Where in the records does the word "buffer" occur? Copy each line in which it does.

++++++++++++++++++++

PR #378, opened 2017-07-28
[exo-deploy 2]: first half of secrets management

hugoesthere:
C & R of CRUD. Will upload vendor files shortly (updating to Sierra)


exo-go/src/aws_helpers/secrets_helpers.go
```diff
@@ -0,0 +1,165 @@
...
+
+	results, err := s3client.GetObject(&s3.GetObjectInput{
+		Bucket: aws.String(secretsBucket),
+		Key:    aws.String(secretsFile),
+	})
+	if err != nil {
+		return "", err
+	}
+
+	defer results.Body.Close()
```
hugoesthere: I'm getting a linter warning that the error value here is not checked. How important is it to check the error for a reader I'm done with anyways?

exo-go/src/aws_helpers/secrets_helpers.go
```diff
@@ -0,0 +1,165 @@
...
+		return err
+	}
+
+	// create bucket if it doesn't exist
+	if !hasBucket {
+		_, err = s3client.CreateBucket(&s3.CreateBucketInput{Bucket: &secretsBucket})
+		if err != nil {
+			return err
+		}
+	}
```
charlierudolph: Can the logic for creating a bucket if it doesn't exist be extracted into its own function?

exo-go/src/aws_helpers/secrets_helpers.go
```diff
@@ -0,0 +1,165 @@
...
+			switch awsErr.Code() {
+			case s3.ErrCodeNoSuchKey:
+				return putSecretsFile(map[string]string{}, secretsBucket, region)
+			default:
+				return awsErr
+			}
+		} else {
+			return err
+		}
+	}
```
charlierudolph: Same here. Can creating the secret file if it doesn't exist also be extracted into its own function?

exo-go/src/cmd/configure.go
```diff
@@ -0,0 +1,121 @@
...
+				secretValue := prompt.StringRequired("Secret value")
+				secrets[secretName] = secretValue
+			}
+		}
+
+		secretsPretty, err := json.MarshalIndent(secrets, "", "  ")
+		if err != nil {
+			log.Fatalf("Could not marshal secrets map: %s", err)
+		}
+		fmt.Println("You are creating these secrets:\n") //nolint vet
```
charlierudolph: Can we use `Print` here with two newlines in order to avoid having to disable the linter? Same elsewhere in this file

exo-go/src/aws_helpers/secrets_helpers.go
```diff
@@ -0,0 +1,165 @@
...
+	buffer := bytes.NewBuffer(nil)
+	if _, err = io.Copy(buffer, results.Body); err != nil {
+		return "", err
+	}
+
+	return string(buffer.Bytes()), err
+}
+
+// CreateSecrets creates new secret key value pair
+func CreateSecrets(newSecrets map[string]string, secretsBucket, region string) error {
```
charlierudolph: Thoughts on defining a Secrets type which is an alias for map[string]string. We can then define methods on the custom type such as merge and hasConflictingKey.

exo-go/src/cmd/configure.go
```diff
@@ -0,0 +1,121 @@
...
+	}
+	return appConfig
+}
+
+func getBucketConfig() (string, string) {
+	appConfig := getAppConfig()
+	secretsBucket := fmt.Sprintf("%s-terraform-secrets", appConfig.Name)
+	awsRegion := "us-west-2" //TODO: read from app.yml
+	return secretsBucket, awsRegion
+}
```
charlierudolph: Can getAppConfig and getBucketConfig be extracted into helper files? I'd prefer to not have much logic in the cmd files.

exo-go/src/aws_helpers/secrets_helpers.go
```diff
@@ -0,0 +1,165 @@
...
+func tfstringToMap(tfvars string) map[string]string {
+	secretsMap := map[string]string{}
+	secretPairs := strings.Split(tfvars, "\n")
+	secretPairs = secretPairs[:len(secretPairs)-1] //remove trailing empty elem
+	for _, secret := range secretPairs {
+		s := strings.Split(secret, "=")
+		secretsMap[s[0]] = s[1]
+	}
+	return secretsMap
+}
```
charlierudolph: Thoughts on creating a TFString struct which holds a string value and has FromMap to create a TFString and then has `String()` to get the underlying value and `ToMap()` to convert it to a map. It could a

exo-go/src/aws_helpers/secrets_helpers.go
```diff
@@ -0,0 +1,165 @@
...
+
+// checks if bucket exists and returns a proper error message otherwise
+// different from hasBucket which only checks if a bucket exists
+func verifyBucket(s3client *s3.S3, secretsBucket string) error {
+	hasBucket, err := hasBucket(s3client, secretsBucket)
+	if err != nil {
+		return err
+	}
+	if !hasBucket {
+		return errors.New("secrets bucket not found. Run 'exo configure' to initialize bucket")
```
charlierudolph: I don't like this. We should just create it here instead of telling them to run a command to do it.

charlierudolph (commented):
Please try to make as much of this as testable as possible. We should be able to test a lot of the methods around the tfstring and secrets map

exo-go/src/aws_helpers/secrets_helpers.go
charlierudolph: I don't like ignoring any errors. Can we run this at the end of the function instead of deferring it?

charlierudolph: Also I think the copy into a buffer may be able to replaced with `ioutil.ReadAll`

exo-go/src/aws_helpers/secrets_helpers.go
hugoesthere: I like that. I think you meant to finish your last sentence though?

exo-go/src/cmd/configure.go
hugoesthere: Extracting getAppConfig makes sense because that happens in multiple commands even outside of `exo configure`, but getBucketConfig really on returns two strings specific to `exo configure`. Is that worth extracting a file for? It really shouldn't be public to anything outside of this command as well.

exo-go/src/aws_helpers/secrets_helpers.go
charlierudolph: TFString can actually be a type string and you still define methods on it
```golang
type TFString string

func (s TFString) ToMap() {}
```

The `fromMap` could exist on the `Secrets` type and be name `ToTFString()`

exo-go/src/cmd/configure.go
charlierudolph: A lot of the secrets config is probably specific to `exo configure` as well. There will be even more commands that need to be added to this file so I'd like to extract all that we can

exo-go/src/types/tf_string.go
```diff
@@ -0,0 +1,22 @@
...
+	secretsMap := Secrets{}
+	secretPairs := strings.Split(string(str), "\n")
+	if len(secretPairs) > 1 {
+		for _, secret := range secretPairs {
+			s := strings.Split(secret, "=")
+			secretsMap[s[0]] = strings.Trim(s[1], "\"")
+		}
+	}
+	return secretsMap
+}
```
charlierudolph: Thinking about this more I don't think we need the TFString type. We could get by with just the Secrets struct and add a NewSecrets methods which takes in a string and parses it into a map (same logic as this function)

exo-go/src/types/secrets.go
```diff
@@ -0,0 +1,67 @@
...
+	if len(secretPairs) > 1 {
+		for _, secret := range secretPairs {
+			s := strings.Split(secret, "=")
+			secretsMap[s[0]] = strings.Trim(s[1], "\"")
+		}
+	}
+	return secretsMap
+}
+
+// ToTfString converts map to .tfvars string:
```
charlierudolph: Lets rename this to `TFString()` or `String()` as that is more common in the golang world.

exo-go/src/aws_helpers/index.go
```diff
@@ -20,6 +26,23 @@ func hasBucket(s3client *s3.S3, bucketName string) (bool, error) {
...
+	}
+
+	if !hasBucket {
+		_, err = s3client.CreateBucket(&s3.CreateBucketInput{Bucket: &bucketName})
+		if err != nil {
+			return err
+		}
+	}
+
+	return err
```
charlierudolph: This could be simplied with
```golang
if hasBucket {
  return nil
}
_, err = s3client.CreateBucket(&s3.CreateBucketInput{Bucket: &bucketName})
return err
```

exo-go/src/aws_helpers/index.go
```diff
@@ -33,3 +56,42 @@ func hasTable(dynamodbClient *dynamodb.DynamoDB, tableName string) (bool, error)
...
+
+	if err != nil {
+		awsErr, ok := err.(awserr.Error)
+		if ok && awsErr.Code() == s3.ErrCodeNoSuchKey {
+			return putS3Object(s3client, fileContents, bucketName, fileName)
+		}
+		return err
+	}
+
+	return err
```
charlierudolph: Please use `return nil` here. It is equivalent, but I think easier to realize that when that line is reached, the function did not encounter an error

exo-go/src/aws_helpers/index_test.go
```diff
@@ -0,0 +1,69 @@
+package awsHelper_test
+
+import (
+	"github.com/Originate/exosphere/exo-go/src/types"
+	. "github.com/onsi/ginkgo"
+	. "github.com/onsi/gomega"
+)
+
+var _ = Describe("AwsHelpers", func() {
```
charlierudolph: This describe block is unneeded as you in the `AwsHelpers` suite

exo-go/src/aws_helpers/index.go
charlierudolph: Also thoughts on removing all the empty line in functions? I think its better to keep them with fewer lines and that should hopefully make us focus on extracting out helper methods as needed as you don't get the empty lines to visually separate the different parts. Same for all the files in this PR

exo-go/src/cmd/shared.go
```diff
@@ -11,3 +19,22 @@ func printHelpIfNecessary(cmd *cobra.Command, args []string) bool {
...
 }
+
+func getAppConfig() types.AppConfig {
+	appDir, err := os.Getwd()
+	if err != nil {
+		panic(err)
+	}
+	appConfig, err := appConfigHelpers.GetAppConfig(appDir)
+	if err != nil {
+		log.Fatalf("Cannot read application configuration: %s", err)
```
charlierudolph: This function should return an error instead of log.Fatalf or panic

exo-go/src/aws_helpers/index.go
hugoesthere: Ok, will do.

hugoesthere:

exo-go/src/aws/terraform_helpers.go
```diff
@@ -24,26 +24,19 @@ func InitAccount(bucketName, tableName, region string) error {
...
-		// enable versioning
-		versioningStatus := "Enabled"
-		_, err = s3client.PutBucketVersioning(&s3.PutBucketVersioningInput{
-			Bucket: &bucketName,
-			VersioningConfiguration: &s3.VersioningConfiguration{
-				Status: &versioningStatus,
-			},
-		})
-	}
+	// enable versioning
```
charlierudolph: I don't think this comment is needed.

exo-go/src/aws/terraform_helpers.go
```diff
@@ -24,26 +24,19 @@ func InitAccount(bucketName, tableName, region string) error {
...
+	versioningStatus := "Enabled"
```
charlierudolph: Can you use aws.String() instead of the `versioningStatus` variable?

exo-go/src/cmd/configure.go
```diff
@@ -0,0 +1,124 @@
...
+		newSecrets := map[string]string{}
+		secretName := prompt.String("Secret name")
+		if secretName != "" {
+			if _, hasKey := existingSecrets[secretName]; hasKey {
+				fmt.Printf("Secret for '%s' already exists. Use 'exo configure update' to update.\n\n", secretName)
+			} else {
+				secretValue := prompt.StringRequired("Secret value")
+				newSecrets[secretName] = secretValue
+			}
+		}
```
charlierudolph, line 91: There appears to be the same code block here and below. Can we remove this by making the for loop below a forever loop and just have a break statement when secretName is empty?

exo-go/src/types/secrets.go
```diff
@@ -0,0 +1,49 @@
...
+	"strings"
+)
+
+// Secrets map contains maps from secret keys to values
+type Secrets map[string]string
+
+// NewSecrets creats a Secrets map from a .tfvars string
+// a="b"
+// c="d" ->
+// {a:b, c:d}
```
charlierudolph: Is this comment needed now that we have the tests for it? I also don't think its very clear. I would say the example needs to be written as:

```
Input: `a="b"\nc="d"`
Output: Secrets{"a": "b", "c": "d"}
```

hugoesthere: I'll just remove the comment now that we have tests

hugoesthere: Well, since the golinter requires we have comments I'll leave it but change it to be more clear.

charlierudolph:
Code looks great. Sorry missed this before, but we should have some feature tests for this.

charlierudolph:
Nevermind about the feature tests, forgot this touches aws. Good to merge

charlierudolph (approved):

++++++++++++++++++++

**Output of the task**
+	buffer := bytes.NewBuffer(nil)
+	if _, err = io.Copy(buffer, results.Body); err != nil {
+	return string(buffer.Bytes()), err
charlierudolph: Also I think the copy into a buffer may be able to replaced with `ioutil.ReadAll`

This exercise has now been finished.